» **The problem**
When a line below holds the string "should", show that line.

• • • • •

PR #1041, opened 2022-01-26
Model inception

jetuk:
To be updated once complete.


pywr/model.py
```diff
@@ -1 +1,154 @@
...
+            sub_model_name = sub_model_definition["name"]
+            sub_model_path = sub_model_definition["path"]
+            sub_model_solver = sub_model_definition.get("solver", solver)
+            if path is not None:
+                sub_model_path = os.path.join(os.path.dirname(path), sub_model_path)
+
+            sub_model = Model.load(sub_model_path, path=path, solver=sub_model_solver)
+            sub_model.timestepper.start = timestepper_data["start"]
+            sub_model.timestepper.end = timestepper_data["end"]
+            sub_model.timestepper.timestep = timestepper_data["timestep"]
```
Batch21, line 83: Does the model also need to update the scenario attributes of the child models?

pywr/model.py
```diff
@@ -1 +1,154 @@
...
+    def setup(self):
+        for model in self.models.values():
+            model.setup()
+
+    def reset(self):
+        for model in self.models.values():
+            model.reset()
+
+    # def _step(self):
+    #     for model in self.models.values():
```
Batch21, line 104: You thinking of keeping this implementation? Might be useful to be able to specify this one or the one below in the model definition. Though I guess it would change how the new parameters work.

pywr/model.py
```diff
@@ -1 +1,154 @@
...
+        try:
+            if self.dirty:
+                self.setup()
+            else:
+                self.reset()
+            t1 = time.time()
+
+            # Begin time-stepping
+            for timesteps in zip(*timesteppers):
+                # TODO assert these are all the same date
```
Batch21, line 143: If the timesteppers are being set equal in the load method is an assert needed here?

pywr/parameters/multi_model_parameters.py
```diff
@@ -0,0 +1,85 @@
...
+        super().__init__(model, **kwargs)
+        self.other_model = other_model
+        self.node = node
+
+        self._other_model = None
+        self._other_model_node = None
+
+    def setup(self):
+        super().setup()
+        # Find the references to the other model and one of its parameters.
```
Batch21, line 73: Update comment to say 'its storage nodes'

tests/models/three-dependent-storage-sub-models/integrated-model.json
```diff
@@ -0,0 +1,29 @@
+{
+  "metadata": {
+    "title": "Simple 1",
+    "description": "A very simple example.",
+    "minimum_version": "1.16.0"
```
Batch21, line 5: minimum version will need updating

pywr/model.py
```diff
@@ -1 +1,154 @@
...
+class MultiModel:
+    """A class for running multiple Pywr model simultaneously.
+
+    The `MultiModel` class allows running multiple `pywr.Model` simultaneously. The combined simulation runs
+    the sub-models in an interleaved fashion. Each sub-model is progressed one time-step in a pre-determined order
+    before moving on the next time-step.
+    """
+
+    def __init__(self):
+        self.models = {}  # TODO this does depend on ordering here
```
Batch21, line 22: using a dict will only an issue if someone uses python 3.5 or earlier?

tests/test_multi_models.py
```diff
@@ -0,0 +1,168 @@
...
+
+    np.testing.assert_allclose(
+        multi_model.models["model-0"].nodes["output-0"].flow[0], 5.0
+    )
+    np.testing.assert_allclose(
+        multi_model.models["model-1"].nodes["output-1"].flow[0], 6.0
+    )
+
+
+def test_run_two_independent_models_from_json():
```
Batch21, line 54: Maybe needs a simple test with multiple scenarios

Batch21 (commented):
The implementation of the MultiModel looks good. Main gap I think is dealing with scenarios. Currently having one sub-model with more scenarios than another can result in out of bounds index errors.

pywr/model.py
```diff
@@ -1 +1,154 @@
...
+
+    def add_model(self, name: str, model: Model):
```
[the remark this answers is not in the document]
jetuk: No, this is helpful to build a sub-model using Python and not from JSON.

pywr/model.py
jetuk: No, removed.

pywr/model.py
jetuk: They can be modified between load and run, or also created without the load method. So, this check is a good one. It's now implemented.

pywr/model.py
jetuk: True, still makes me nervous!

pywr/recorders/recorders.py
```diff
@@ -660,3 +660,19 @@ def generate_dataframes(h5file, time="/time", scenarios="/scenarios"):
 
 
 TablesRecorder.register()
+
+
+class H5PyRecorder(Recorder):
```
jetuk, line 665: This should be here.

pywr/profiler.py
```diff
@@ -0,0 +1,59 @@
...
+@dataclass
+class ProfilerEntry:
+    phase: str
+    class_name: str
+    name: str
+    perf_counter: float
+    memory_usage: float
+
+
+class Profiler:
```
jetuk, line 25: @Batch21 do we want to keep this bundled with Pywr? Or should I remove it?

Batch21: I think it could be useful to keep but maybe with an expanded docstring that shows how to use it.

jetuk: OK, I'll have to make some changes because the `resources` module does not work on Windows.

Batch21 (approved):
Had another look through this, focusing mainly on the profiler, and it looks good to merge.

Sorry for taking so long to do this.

• • • • •

» **Solution to the exercise**
jetuk, line 665: This should be here.
jetuk, line 25: @Batch21 do we want to keep this bundled with Pywr? Or should I remove it?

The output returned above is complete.